SUPPLIED INFORMATION:
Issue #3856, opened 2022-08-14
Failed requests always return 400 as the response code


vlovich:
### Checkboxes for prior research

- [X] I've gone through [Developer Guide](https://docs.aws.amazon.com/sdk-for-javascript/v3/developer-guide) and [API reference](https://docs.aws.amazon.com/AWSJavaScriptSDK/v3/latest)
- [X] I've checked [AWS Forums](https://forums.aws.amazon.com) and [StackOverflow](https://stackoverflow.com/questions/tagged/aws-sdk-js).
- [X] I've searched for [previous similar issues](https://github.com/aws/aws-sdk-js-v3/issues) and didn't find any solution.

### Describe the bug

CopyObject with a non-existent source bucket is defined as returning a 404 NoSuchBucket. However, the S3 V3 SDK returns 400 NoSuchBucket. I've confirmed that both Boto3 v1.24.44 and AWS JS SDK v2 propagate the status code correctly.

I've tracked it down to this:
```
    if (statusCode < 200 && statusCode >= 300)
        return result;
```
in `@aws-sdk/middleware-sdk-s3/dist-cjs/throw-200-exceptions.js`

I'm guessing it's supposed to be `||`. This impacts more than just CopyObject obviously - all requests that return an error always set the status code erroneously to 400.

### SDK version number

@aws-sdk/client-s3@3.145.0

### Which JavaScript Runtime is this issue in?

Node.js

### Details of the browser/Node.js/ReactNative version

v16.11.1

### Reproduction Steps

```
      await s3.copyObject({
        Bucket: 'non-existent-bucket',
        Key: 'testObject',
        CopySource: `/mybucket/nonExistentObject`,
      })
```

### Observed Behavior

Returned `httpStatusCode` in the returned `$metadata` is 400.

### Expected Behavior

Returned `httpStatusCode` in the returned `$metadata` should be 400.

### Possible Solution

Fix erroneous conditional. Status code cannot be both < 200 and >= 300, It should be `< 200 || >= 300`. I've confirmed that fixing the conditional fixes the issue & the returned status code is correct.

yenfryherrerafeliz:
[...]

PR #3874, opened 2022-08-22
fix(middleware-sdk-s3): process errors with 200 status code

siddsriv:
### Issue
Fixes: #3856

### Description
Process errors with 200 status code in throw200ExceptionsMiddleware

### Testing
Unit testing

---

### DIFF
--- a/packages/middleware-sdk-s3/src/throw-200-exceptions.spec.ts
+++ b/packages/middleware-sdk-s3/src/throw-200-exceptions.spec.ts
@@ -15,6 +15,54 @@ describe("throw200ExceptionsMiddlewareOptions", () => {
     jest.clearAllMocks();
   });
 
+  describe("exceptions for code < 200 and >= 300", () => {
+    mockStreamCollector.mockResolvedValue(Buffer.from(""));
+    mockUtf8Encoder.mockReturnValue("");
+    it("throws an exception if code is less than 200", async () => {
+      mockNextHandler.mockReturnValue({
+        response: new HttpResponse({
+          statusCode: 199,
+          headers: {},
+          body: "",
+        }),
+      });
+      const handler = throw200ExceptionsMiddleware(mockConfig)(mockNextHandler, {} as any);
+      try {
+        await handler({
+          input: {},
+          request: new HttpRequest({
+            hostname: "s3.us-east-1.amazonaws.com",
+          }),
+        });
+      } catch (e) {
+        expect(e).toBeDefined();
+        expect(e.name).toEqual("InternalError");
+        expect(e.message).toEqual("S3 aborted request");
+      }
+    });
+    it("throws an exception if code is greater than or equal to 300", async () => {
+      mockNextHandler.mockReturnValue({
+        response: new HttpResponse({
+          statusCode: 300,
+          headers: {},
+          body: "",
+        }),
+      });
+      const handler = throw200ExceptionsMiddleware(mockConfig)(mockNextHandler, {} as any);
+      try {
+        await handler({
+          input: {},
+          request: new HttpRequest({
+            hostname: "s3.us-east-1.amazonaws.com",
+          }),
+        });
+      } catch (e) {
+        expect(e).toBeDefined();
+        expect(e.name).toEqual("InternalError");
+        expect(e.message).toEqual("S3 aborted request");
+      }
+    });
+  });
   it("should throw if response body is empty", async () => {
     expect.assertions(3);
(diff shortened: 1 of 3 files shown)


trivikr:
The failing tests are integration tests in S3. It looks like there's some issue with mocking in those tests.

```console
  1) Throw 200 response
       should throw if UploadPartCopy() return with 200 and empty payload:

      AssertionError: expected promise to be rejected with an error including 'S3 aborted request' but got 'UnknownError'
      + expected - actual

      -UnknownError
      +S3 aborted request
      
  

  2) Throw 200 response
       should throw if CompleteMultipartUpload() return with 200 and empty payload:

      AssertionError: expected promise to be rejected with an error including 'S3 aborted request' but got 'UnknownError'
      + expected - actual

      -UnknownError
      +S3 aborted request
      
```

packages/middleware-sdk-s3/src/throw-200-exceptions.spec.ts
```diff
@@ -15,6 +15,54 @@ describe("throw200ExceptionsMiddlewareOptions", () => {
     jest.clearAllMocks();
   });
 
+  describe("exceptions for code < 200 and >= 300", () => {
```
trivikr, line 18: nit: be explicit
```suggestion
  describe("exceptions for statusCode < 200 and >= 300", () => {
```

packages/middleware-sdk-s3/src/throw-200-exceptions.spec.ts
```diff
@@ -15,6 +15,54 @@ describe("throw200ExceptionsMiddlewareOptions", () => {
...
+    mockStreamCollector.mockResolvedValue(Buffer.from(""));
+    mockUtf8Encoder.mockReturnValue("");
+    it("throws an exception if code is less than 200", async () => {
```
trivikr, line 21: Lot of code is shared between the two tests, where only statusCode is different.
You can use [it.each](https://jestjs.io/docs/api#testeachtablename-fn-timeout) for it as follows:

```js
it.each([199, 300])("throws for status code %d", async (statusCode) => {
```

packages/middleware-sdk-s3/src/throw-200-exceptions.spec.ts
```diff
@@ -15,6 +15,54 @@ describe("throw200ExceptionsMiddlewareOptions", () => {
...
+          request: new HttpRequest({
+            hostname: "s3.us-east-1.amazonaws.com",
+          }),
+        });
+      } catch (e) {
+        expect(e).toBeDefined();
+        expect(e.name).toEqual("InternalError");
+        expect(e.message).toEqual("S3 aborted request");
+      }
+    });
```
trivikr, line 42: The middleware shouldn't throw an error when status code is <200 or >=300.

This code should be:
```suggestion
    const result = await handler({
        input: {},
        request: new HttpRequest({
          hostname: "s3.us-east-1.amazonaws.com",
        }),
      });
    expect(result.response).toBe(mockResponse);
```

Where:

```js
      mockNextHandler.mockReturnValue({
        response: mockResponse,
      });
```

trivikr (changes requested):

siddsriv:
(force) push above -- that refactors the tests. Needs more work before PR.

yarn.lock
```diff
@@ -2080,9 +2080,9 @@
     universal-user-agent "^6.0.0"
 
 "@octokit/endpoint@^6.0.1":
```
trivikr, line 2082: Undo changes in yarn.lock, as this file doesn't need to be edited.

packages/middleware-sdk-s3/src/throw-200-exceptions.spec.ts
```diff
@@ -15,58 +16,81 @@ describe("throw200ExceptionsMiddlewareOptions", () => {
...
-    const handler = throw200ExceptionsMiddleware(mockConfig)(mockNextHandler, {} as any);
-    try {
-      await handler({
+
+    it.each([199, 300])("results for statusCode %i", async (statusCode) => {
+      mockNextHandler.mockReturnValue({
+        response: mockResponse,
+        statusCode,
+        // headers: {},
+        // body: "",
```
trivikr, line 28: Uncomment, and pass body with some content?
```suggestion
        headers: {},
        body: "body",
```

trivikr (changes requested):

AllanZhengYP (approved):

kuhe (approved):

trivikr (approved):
---
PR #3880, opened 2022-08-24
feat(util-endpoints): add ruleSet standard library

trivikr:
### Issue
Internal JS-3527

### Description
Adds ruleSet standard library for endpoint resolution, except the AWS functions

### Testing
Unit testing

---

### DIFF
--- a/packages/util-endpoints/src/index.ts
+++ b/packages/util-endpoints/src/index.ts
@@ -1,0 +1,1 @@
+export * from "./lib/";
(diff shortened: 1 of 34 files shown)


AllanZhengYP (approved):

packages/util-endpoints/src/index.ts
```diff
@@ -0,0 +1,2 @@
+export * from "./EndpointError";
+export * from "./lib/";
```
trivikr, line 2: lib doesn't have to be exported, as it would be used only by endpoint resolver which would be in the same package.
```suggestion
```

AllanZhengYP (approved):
--
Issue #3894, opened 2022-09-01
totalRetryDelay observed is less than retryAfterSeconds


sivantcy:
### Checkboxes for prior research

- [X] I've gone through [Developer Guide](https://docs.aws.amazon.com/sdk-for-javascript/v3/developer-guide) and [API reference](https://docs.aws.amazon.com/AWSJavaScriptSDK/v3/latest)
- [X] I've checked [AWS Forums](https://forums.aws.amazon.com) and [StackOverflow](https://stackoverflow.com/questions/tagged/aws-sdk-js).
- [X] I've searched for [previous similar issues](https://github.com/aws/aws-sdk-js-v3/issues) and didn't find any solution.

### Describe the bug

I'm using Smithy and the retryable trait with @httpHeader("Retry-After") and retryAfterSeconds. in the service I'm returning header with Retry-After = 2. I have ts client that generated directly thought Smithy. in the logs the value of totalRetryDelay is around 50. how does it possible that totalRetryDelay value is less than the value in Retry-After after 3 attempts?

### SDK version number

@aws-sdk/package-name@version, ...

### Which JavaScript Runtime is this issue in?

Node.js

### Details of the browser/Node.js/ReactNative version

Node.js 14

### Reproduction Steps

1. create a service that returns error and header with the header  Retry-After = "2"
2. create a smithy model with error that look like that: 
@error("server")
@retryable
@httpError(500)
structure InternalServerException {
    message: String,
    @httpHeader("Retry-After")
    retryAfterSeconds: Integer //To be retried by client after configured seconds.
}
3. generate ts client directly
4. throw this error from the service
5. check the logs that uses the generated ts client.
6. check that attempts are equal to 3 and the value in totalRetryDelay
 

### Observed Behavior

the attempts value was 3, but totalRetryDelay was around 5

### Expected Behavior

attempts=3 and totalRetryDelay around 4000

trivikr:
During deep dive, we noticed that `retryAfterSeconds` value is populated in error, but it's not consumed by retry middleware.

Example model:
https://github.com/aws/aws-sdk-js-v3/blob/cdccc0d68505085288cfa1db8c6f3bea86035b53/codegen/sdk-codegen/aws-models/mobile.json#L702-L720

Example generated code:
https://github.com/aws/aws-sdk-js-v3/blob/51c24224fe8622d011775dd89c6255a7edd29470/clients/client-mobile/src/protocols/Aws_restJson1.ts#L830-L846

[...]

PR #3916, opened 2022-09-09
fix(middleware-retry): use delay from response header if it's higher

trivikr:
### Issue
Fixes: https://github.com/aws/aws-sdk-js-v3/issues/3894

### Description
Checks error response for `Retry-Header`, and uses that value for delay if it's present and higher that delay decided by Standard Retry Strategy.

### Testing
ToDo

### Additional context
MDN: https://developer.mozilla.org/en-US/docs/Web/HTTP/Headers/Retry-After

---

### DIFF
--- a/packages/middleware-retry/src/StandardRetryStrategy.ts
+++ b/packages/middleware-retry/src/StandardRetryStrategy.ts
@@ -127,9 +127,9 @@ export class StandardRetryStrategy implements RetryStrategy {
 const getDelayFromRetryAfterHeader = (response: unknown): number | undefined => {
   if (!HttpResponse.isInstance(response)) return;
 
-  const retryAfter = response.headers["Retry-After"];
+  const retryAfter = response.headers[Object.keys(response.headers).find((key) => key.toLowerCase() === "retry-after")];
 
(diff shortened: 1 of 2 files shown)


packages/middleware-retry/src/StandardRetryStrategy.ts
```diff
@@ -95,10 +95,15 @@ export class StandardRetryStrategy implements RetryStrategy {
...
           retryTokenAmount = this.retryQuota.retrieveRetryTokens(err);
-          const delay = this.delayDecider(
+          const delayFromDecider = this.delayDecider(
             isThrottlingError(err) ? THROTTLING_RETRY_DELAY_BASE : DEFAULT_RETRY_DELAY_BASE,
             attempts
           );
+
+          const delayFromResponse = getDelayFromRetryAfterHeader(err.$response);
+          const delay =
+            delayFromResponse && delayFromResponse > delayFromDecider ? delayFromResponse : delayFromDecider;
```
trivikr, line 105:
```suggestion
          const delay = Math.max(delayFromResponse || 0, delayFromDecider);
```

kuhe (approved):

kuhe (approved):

WHAT YOU ARE ASKED TO DO: All lines above containing the string "returns" are to be collected.

RESPONSE BOX:
CopyObject with a non-existent source bucket is defined as returning a 404 NoSuchBucket. However, the S3 V3 SDK returns 400 NoSuchBucket. I've confirmed that both Boto3 v1.24.44 and AWS JS SDK v2 propagate the status code correctly.
1. create a service that returns error and header with the header  Retry-After = "2"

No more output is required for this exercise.